§ **Extracted material**
PR #85, opened 2018-01-29
Add a performance.measure polyfill

Velveeta:
Adding a polyfill for performance.measure, as well as removing some cruft that was [pointed out in the previous PR](https://github.com/bazaarvoice/bv-ui-core/pull/83#discussion_r160748671), and adding test coverage.

### DIFF
--- a/lib/performance/measure.js
+++ b/lib/performance/measure.js
@@ -1,0 +1,94 @@
+/**
+ *  @fileOverview
+ *  Performance.measure uses the native User Timing API
+ *  when available and falls back to a manual implementation if not
+ */
+
+// Imports
+var global = require('../global');
+var perfNow = require('./now.js').now;
+var perfGetEntriesByType = require('./getEntriesByType').getEntriesByType;
+var timeline = require('./entries').timeline;
+
+// Determine now (once) if we can use the native User Timing API
+
+// Cache references to native implementation in case they are modified later
+var performance = global.performance;
+var nativeMeasure = performance && performance.measure;
+
+// Is the User Timing API natively supported?
+var isNativeSupported = (typeof nativeMeasure === 'function');
+
+/**
+ *  Native Implementation
+ *  Uses the native-supported performance.measure function
+ */
+function nativeImplementation (name, startMark, endMark) {
+  return nativeMeasure.call(performance, name, startMark, endMark);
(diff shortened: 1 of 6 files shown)


lib/performance/measure.js
```diff
@@ -0,0 +1,94 @@
...
+function polyfillImplementation (name, startMark, endMark) {
+  // Validation: a measure name must be provided
+  if (arguments.length < 1) {
+    throw new TypeError('Failed to execute \'measure\' on \'Performance\': 1 argument required, but only 0 present.');
+  }
+
+  var marks = perfGetEntriesByType('mark');
+  var filteredMarks;
+
+  // if no startMark was passed, used
```
tnunamak: Looks like some of this comment was lef

Velveeta: ahhhhh ye

lib/performance/measure.js
```diff
@@ -0,0 +1,94 @@
...
+  var startTime = 0;
+  var endTime = perfNow();
+
+  if (startMark !== undefined) {
+    filteredMarks = marks.filter(function (entry) {
+      return entry.entryName === startMark;
+    });
+    if (!filteredMarks.length) {
+      throw new Error('Failed to execute \'measure\' on \'Performance\': The mark \'foosdfsdf\' does not exist.');
```
tnunamak: foosdfsdf

lib/performance/measure.js
```diff
@@ -0,0 +1,94 @@
...
+    // use the most recent mark with the matching name
+    startTime = filteredMarks[filteredMarks.length-1].startTime;
+  }
+
+  if (endMark !== undefined) {
+    filteredMarks = marks.filter(function (entry) {
+      return entry.entryName === endMark;
+    });
+    if (!filteredMarks.length) {
+      throw new Error('Failed to execute \'measure\' on \'Performance\': The mark \'foosdfsdf\' does not exist.');
```
tnunamak: More foosdfsdf

lib/performance/measure.js
Velveeta: Ha! whoops :D

Velveeta:
Ok, pushed changes to fix those items, good catches :)

PR #90, opened 2019-01-03
CCS-31771: Removing ParseUri and Fixing DomainPolice.

Noirbot:
## The Problem

Parsing URIs is a fraught thing to try to do. For years, we got by using a regular expression, but over the last few months, we've seen more and more edge cases with it that are causing issues for real clients. There's no easy way to fix this, since the actual spec for URIs isn't regular. To reliably achieve what parseUri wants to do, you need a much more robust library, most of which are too large to be used in the client-side contexts that consumers like Domain Police expect.

## The Solution

The most reliable way to parse out a URI, when you're running in a browser, is to just leverage the [Location interface](https://developer.mozilla.org/en-US/docs/Web/API/Location), which provides `window.location.hostname` which is exactly what we were using parseUri to get out for us.

In general, this provides a better solution by pushing the responsibility to parse the URI onto the user of Domain Police. In a browser context, we can use the Location interface and reduce our import size. In a Node.js environment, you can import a robust library to use, since you're less worried about bundle sizing.

## Notes

I've also taken this opportunity to clean up this repo some, both in terms of documentation, and ownership, to reflect the current state of the project with more honesty.


taylormck:
@Velveeta ❤️

sirugh:
Am I too late for the party? Darn 😭

PR #95, opened 2019-09-25
apply CSP fix to v0.5.0 version

bodrovphone:
**Problem**

We migrated scoutfile dependency 2.0.0 -> 4.0.1  on Firebird repo to apply CSP-compatible fix.

old scoutfile(v2.0.0) has bv-ui-core v0.5.0 as its dependency
new  scoutfile(v4.0.1) includes bv-ui-core v2.1.1

The problem here with [this changes](https://github.com/bazaarvoice/bv-ui-core/commit/8ac7f0a0a470276cdc3800a80553cf7a1a971ca4) on bv-ui-core 0.11.1 which breaks Site Preview and mixed integration (Firebird + SWAT).

**Solution**

A solution would be to apply this changes on bv-ui-core v0.5.0 and release bv-ui-core v0.5.1 containing these changes.

Based on this new package we can update scoutfile and that should be enough :)

### DIFF
--- a/lib/global/index.js
+++ b/lib/global/index.js
@@ -1,11 +1,16 @@
 /**
  *  @fileOverview Provides a reference to the global object
- *
- *  Functions created via the Function constructor in strict mode are sloppy
- *  unless the function body contains a strict mode pragma. This is a reliable
- *  way to obtain a reference to the global object in any ES3+ environment.
- *  see http://stackoverflow.com/a/3277192/46867
+ *  the below solution works in ES3+ environment and doesn't violates CSP in Chrome apps 
+ *  see https://developer.mozilla.org/en-US/docs/Web/JavaScript/Reference/Global_Objects/globalThis
  */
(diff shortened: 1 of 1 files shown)


bodrovphone:
Hi @tnunamak,

Can you please review and merge it with 0.5.1 branch?

I made these steps just in case:

1) Create branch 0.5.1
`cd bv-ui-core`
`git checkout -b 0.5.1 524965d8c6bbc1a6e066beaf47b89c4c92bfb8fa`
`git push bv --set-upstream 0.5.1`
2) then merge this PR with 0.5.1 you created with steps above
3) `git pull bv 0.5.1` to pick up merged changes locally
4) after that you'll need to publish v0.5.1 from 0.5.1 branch
I believe you can use it like so: 
`npm version 0.5.1`
`npm publish --tag firebird-csp`   
tag above is needed to not make this package as latest.

Please let me know if I missed anything.

Thanks a lot!

PR #97, opened 2019-11-01
Prefer window over self as the global object

tnunamak:
Safari 12.0 does not support `globalThis`, so before this change, `self` was selected as the global in that environment. I observed a case where the global context was then defined to be a `<script>` object but where the window would be preferable.

Any objections?

Btw, [this article](https://mathiasbynens.be/notes/globalthis) describes some of the differences of the different values used here.

### DIFF
--- a/lib/global/index.js
+++ b/lib/global/index.js
@@ -7,8 +7,8 @@
 
 var getGlobal = function () {
   if (typeof globalThis !== 'undefined') { return globalThis; }
-  if (typeof self !== 'undefined') { return self; }
   if (typeof window !== 'undefined') { return window; }
+  if (typeof self !== 'undefined') { return self; }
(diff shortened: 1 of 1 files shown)


haileybee1231:
As long as we can be sure that this doesn't have any knock-on affects in other browsers, I'm fine signing off on this.

@tnunamak have you verified in other environments? I imagine we should be fine because most of them can just get `globalThis`, but just in case...

tnunamak:
I haven't verified this, no.

robbytx:
> I observed a case where the global context was then defined to be a <script> object but where the window would be preferable.

I wonder if this was due to a "bug" in submission container where we were leaking a ``self`` variable into the global namespace that pointed at the current ``<script>`` tag.

PR #99, opened 2020-03-26
SWAT-5709: Revise default and custom error handler behavior

robbytx:
[SWAT-5709](https://bits.bazaarvoice.com/jira/browse/SWAT-5709) https://github.com/bazaarvoice/bv-ui-core/issues/96

## Problem

The previous pull request for this issue (#98) had a number of problems, which I've logged.

## Solution

Address each of the problems by simplifying the error handling process.

## Verification

I've updated the unit test to cover most of the new behavior, and I've also verified the new behavior locally by adding code to the BV Loader.

### DIFF
--- a/lib/evented/index.js
+++ b/lib/evented/index.js
@@ -20,36 +20,23 @@ var nativeIndexOf = ArrayProto.indexOf;
 var slice = ArrayProto.slice;
 
 /**
- * Initialize a custom error handler or default to the BV Loader error reporting
- * regardless of application. This will automatically be called at the first
- * invocation of the ".on" method, and can be 
- * event
+ * By default, we should simply log the error to the console.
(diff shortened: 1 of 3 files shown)


lib/evented/index.js
```diff
@@ -114,9 +96,9 @@ function trigger(event) {
       events[event][i].apply(this, args);
     }
     catch (e) {
-      this.errorHandler(e, {
+      (this.eventErrorHandler || defaultErrorHandler).call(this, e, {
         event: event,
-        details: arguments
+        data: args
```
robbytx: I've renamed this for consistency with the documented name on the README.

robbytx:
Since this is adding new functionality, it should be released as 2.2.0

PR #102, opened 2020-06-12
CCS-36556: added config loaderOptions

vmukhin17:
Added config loaderOptions for staticAssetLoader

### DIFF
--- a/lib/staticAssetLoader/index.js
+++ b/lib/staticAssetLoader/index.js
@@ -92,7 +92,7 @@ module.exports = {
 
     // TODO: think about allowing some of the loader options to be set via the
     // static asset loader config object.
-    var loaderOptions = {};
+    var loaderOptions = config.loaderOptions || {};
     var NS = namespacer.namespace(namespaceName);
     var registry = NS._staticAssetRegistry = NS._staticAssetRegistry || {
       // Stores defined entities by asset name. E.g.:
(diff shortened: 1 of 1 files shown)


lib/staticAssetLoader/index.js
```diff
@@ -92,7 +92,7 @@ module.exports = {
 
     // TODO: think about allowing some of the loader options to be set via the
```
robbytx, line 93: Seems like we can remove this comment?

robbytx:
@vmukhin17 can you give an example of the configuration option(s) that you expect to pass?

vmukhin17:
We need to increase default timeout from 10000 to 30000 -https://github.com/bazaarvoice/firebird/pull/6478/files#diff-2cf140d836ad55960d0acabc32583229R36

robbytx:
Apparently, the [2.3.0 release commit](https://github.com/bazaarvoice/bv-ui-core/tree/v2.3.0) was never pushed into master. 🤷‍♂️

So I've rebased the commit from this PR (30cfebd) onto that one, and force-pushed master, making the commit for this PR into: https://github.com/bazaarvoice/bv-ui-core/commit/74cf5ceda366d403640ba4281c079934e487ecc4

robbytx:
Ok... this change was released as a minor version, since it brings new functionality.  It's now released and available: https://www.npmjs.com/package/bv-ui-core/v/2.4.0

PR #185, opened 2019-03-27
Fix maxThreads being ignored

### LINKED ISSUE #181: `maxThreads` ignored unless `Rate` is also specified.

luke-clifton:
Fixes #181

### DIFF
--- a/src/Streamly/SVar.hs
+++ b/src/Streamly/SVar.hs
@@ -1426,10 +1426,13 @@ dispatchWorker yieldCount sv = do
                 Nothing -> return workerLimit
                 Just ref -> do
                     n <- liftIO $ readIORef ref
-                    return $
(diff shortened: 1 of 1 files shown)


harendra-kumar:
Thanks @luke-clifton ! I merged the PR, added a test and updated the changelog as well.

PR #192, opened 2019-05-16
Implementation added for grouping, spanning Fold functions

aravindgopall:
Added grouped, span functions implementations which are undefined
before.
Might not follow some inline rules. Please give suggestions

### DIFF
--- a/src/Streamly/Fold.hs
+++ b/src/Streamly/Fold.hs
@@ -1220,13 +1220,20 @@ toArrayN limit = Fold step begin done
 -- prefix of length @n@ and the second group consisting of the rest of the
 -- stream.
 --
+{-# INLINE splitAt #-}
 splitAt
     :: Monad m
     => Int
     -> Fold m a b
     -> Fold m a c
     -> Fold m a (b, c)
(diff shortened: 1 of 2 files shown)


harendra-kumar:
@aravindgopall thanks a lot for the changes. The `next` branch is defunct now, all the changes from `next` have now been brought into master. Can you port your changes to a branch off master?

Also, you can take a look at `test/prop.hs` for existing tests and add property tests for these new ops as well. See the `groupSplitOps` function for example. For operations that exist for lists e.g. `groupBy`, we can straightforward compare the results of these with the corresponding list operations.  See `transformCombineOpsCommon` for example, we compare several stream ops with list ops in that, e.g. see the `reverse` test.

harendra-kumar:
Thanks for your contribution @aravindgopall . I merged the PR. I fixed the comparison order in `groupsRollingBy` via commit 2f2d2268c26a544db2c343130acfe4494e32478f and updated docs via commit 57987870113a8885f574f79c40df02b9785de7f6. Looking forward to more contributions from you in future.

PR #193, opened 2019-05-17
Implementation added for grouping, spanning Fold functions

aravindgopall:
Added grouped, span functions implementations which are undefined
before. 
-- Haven't added Prop tests, working on it

### DIFF
--- a/src/Streamly/Fold.hs
+++ b/src/Streamly/Fold.hs
@@ -172,13 +172,12 @@ module Streamly.Fold
     -}
 
     -- * Stream Splitting Operations
-    {-
     -- ** Spanning
     -- | Spanning splits the input into two groups and applies two different
     -- folds on each group.
 
     -- Element unaware spanning
-    -- , splitAt
+    , splitAt
 
     -- Element aware spanning
     , span
@@ -186,7 +185,6 @@ module Streamly.Fold
     , spanBy
     , spanRollingBy
     , spanned
-    -}
 
     -- ** Grouping
     -- | Grouping splits the stream into groups and applies the supplied fold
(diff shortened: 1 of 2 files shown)


src/Streamly/Fold.hs
```diff
@@ -952,14 +950,21 @@ ltakeWhile predicate (Fold step initial done) = Fold step' initial' done'
...
     => Int
     -> Fold m a b
     -> Fold m a c
     -> Fold m a (b, c)
-splitAt n = undefined
--}
+splitAt n (Fold stepL initL doneL) (Fold stepR initR doneR) = Fold step init done
+  where
+    step (ind,v1,v2) input =
+            if ind > 0 then stepL v1 input >>= (\a -> return (ind-1,a,v2))
```
harendra-kumar: We use the following style for if-then-else:

```
if x
then y
else x
```

Also, always put spaces around operators and after ",", e.g.

```
(ind - 1, a, v2)
```

Use `xL` and `xR` instead of `v1` and `v2`. That provides a hint about which stream they belong to.

src/Streamly/Fold.hs
```diff
@@ -952,14 +950,21 @@ ltakeWhile predicate (Fold step initial done) = Fold step' initial' done'
...
+                       else stepR v2 input >>= (\b -> return (ind,v1,b))
+    init  = (,,) <$> return n <*> initL <*> initR
```
harendra-kumar: 1) Move the `init` function before `step` function, that's the logical order to read the code.

2) Use `Pair3'` from `Streamly.Strict` instead of using `(,,)`. Always use a strict data type for the left fold accumulator.

PR #194, opened 2019-05-21
Fixes for iterateM, uniq, fromIndicesM

pranaysashank:


src/Streamly/Prelude.hs
```diff
@@ -677,8 +676,11 @@ fromIndices = fromStreamD . D.fromIndices
 --
 -- @since 0.6.0
 {-# INLINE fromIndicesM #-}
-fromIndicesM :: (IsStream t, Monad m) => (Int -> m a) -> t m a
-fromIndicesM = fromStreamD . D.fromIndicesM
+fromIndicesM :: (IsStream t, MonadAsync m) => (Int -> m a) -> t m a
```
harendra-kumar: 1) This will have bad performance in the SerialT case. We need to use rewrite rules to rewrite this to `D.fromIndicesM` in serial case. See the implementation of `unfoldrM` for an example.

2) Move this implementation to StreamK module and use `K.fromIndicesM` here.

harendra-kumar:
@pranaysashank can you please add a changelog entry under bug fixes for `uniq` and under breaking changes for `iterateM`? Also, make sure to once check the serial benchmark results for fromIndices/fromIndicesM.

pranaysashank:
### Serial Benchmarks for `fromIndices` and `fromIndicesM`
```
Benchmark      StreamD(μs)         StreamK(ms)
----------- ---------------- ------------------
fromIndices        37.90                 6.571
fromIndicesM       38.07                 4.691
```

harendra-kumar:
The `StreamD` and `StreamK` benchmarks are low level benchmarks. Rewrite rules are not in the picture in these benchmarks. To see whether the rewrite rules are helping we need to see if the performance of serial stream version of fromIndices in the `linear` benchmark is similar to what we see in `StreamD`.

pranaysashank:
Yes, I realise I haven’t been clear above but I tested that and the rewrite rules are being fired.

PR #202, opened 2019-05-30
Exposing the Fold constructor

paulvictor:


harendra-kumar:
@paulvictor I exposed it via the `Streamly.Internal` module.

PR #204, opened 2019-06-12
A few String functions

pranaysashank:


src/Streamly/FileSystem/Handle.hs
```diff
@@ -174,10 +175,10 @@ writeArray h Array{..} = withForeignPtr aStart $ \p -> hPutBuf h p aLen
 -- | @readArraysUpto size h@ reads a stream of arrays from file handle @h@.
```
harendra-kumar: Run cabal new-haddock, to check if the documentation is correct. This doc needs to be move to the enabled definition of readArraysUpto.

PR #215, opened 2019-07-24
Add documentation for string functions.

pranaysashank:


src/Streamly/String.hs
```diff
@@ -177,18 +194,56 @@ isSpace c
...
 {-# INLINE words #-}
 words :: (MonadIO m, IsStream t) => t m Char -> t m (Array Char)
 words = FL.wordsBy isSpace toArray
 
+-- | Flattens the stream of @Array Char@, after appending a terminating
+-- newline to each string.
+--
+-- 'unlines' is an inverse operation to 'lines'.
+--
+-- >>> S.toList $ unlines $ S.fromList ["lines", "this", "string"]
```
harendra-kumar: We may need to mention `OverloadedStrings` extension wherever we are relying on it. Novice users may not be able to figure that out easily and they may assume that the example just fails.

PR #218, opened 2019-07-25
Array ops

pranaysashank:


src/Streamly/Mem/Array.hs
```diff
@@ -271,9 +327,17 @@ splice arr1 arr2 = undefined
 -- first half retains values where the predicate is 'False' and the second half
 -- retains values where the predicate is 'True'.
 {-# INLINE partitionBy #-}
-partitionBy :: (a -> Bool) -> Array a -> (Array a, Array a)
-partitionBy f arr = undefined
+partitionBy :: (MonadIO m, Storable a) => (a -> Bool) -> Array a -> m (Array a, Array a)
```
harendra-kumar: This should be an in-place mutation primitive. We should just swap the elements in the existing array and then slice the array into two arrays by sharing the same underlying array just different start/end indices.

src/Streamly/Mem/Array.hs
```diff
@@ -321,27 +385,57 @@ readIndex arr i =
...
+
 -- | @readSlice arr i count@ streams a slice of the array @arr@ starting
 -- at index @i@ and reading up to @count@ elements in the forward direction
 -- ending at the index @i + count - 1@.
 --
+-- >>> S.toList $ readSlice (fromList [1..10]) 3 4
+-- > [4,5,6,7]
+--
 -- @since 0.7.0
 {-# INLINE readSlice #-}
```
harendra-kumar: Make it `INLINE_NORMAL` so that it can be used efficiently in higher order functions.

src/Streamly/Mem/Array.hs
```diff
@@ -321,27 +385,57 @@ readIndex arr i =
...
-readSlice :: (IsStream t, Monad m, Storable a)
+readSlice :: (IsStream t, MonadIO m, Storable a)
     => Array a -> Int -> Int -> t m a
-readSlice arr i len = undefined
+readSlice arr i len = D.fromStreamD (D.Stream step i)
+  where
+    step _ j
```
harendra-kumar: Add `INLINE_LATE` as usual.

src/Streamly/Mem/Array.hs
```diff
@@ -321,27 +385,57 @@ readIndex arr i =
...
+        | j < i + len = do
+            r <- liftIO $ readIndex arr j
```
harendra-kumar: `readIndex` performs a bounds check every time and then we are checking for the return value for Nothing or Just. We can avoid that by reading directly instead of using `readIndex`, that will be more efficient.

src/Streamly/Mem/Array.hs
```diff
@@ -218,28 +222,81 @@ _last arr = readIndex arr (length arr - 1)
...
-bsearch :: a -> Array a -> Maybe Bool
-bsearch = undefined
+{-# INLINE bsearch #-}
+bsearch :: (MonadIO m, Ord a , Storable a) => a -> Array a -> m Bool
+bsearch ele arr = go 0 (length arr - 1)
+  where
+    go low high
+        | high < low = return False
+        | otherwise = do
+            r <- readIndex arr mid
```
harendra-kumar: `readIndex` is not an efficient way of reading because it performs bounds checks every time. See my comments in `readSlice` for the same.

src/Streamly/Mem/Array.hs
```diff
@@ -359,27 +453,55 @@ writeIndex arr i a = do
...
-{-
+
 -- | @writeSlice arr i count stream@ writes a stream to the array @arr@
 -- starting at index @i@ and writing up to @count@ elements in the forward
 -- direction ending at the index @i + count - 1@.
 --
 -- @since 0.7.0
 {-# INLINE writeSlice #-}
-writeSlice :: (IsStream t, Monad m, Storable a)
+writeSlice :: (IsStream t, MonadIO m, Storable a)
```
harendra-kumar: Comments in readSlice apply here as well. Avoid `writeIndex` as performs bounds checks every time.

PR #224, opened 2019-07-28
Add credits and copyrights

harendra-kumar:
I have added the names of the contributors to the library and licenses for the third party source code. 

I was not sure if just including the one line copyright notice is enough to meet the license conditions, so I included the full licenses from the original packages. The copyright notices are also mentioned in the respective files as well wherever we have included the code.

§ **Activity**
Please copy the lines above from the line with "Ok... this change" up to and including the line with "Fix maxThreads being ignored", exactly as written and with nothing else.

§ **Task output**
Ok... this change was released as a minor version, since it brings new functionality.  It's now released and available: https://www.npmjs.com/package/bv-ui-core/v/2.4.0

PR #185, opened 2019-03-27
Fix maxThreads being ignored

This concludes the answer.